Cet épisode serait-il de nature à amener Ismaïl Omar Guelleh à reconsidérer son choix d’avoir confié à Isman Ibrahim Robleh, le portefeuille du Budget alors qu’il s’apprêterait, avant le début du ramadan, à remanier son gouvernement. À l’instar de son choix pour la mairie de Djibouti ou d’Omar Abdi Said pour intégrer le gouvernement en janvier dernier, le profil des nouveaux entrants portera son sceau, sélectionnés avec soin en dehors de toute autre influence, ce qui pourrait sonner le glas des gouvernements dits tiji, piwi et dormeur ?

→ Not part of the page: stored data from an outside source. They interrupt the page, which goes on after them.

PR #2714, opened 2018-08-20
Introduce SetJumpToCatchCallback

markuspf:
as requested for #2702

### DIFF
--- a/src/gapstate.h
+++ b/src/gapstate.h
@@ -139,4 +139,10 @@ static inline void * StateSlotsAtOffset(ModuleStateOffset offset)
 #define MODULE_STATE(module) \
     (*(module ## ModuleState *)StateSlotsAtOffset(module ## StateOffset))
 
+typedef void (*FuncJumpToCatchCallback)(void);
+static inline void SetJumpToCatchCallback(FuncJumpToCatchCallback func)
+{
+    STATE(JumpToCatchCallback) = func;
+}
+
 #endif    // GAP_GAPSTATE_H


src/gapstate.h
```diff
@@ -139,4 +139,10 @@ static inline void * StateSlotsAtOffset(ModuleStateOffset offset)
 #define MODULE_STATE(module) \
     (*(module ## ModuleState *)StateSlotsAtOffset(module ## StateOffset))
 
+typedef void (*FuncJumpToCatchCallback)(void);
+static inline void SetJumpToCatchCallback(FuncJumpToCatchCallback func)
+{
+    STATE(JumpToCatchCallback) = func;
+}
```
fingolfin: While this is marginally better than asking clients of libgap to set `JumpToCatchCallback` directly, it still makes the precise layout and implementation of GAPState a part of the ABI, which thus is highly unstable. It also forces those clients to include `gapstate.h`, instead of just `libgap.h`. While I guess that's fine for all current applications, a cleaner approach would be to have just a function decl for `SetJumpToCatchCallback` "somewhere" (e.g. in `libgap.h`), and then hide its implementation in a C file.

I guess the only bit useful about this PR then is that client code using libgap can be rewritten to use `SetJumpToCatchCallback` now, and just needs to be recompiled when/if `SetJumpToCatchCallback` gets replaced with a better version (but by then, this client code already had to include `gapstate.h`, which then one would have to remember to undo)...

markuspf: To be honest, I was never imagining "client" code to use `SetJumpToCallback`, I saw it as a bit of GAP internal encapsulation.

At the moment `JumpToCatchCallback` is set precisely once, namely when calling `GAP_Initialize`, and hence the "client" will not see this function.

I have not seen a usecase for setting the callback in the middle of GAP runtime (if it comes along, we can add `GAP_SetErrorCallback` to the API). The things that I think the client should see, I am adding into `libgap-api.h` (which does not mean that the current file is *complete*, it just means if I put something there I think it should be visible).

In that sense this whole PR is unnecessary for "libgap" (as, in the same sense, is the callback setter for marking bags in GASMAN).

fingolfin: OK, so if this is only set by `GAP_Initialize`, then I think we could also just live w/o this PR at all, and directly set `JumpToCatchCallback` there. Either is fine by me.

fingolfin:
I think this is no longer needed, per the discussion above resp. on #2702, so we can close it?

markuspf:
agreed.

Le risque de voir Isman Ibrahim Robleh sanctionné pour son zèle rigoriste et quitter le gouvernement parait tout de même bien faible. Charge au ministre de regagner la confiance de ses agents. Cela va passer par accorder une oreille plus attentive aux suggestions et avis de ses collaborateurs, prêter moins d’attention aux détails pour se concentrer sur le cap fixé par la feuille de route et les moyens de l’atteindre. Par exemple, s’occuper de la levée des goulots d’étranglements de l’économie. Par exemple les restrictions sur les importations de produits protégés, qui ont un impact faible sur l’emploi, pour une perte de recettes douanières considérable, ne serait-ce que pour le fer à béton et le ciment de l’ordre de 8 à 9 milliards de nos francs par an. À un moment donné, le bon sens doit l’emporter !
Mahdi A.
[1] Claude Fouquet,« Dette : la Chine va recevoir 14 milliards de dollars des pays les plus pauvres en 2022 », LesEchos, 21 mars 2022.